In early scripts of the radio drama, the character's name was spelled "Margot." The name itself was originally inspired by Margot Stevenson,[20] the Broadway ingénue who would later be chosen to voice Lane opposite Welles's The Shadow during "the 1938 Goodrich summer season of the radio drama." In the 1994 film in which Penelope Ann Miller played the character, Margo is portrayed as telepathic, making her aware of and able to counter The Shadow's mental abilities.
The Shadow, originally created to be a mysterious radio show narrator, was developed into a distinctive literary character in 1931 by writer Walter B. Gibson.
The Shadow debuted on July 31, 1930, as the mysterious narrator of the radio program Detective Story Hour, which was developed to boost sales of Street & Smith's monthly pulp Detective Story Magazine. When listeners of the program began asking at newsstands for copies of "that Shadow detective magazine", Street & Smith launched a magazine based on the character and hired Gibson to create a concept to fit the name and voice and to write a story featuring him.
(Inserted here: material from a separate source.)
PR #9258, opened 2021-06-28
Shared Cache Locking

### LINKED ISSUE #7596: caching system: support non-exclusive locks for some resources
0b46c27333960553226abd4cc7aed10e07a14b06 addresses a deadlock where:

The first issue of the pulp series The Shadow Magazine went on sale April 1, 1931.
On September 26, 1937, The Shadow, a new radio drama based on the character as created by Gibson for the pulp magazine, premiered with the story "The Death House Rescue", in which The Shadow was characterized as having "the hypnotic power to cloud men's minds so they cannot see him". In the magazine stories, The Shadow did not become literally invisible.
The introductory line from the radio adaptation of The Shadow – "Who knows what evil lurks in the hearts of men? The Shadow knows!" - spoken by actor Frank Readick, has earned a place in the American idiom. These words were accompanied by an ominous laugh and a musical theme, Camille Saint-Saëns' Le Rouet d'Omphale ("Omphale's Spinning Wheel," composed in 1872).
The Shadow, at the end of each episode, reminded listeners, "The weed of crime bears bitter fruit! Crime does not pay...The Shadow knows!"
Some early episodes used the alternate statement, "As you sow evil, so shall you reap evil! Crime does not pay...The Shadow knows!"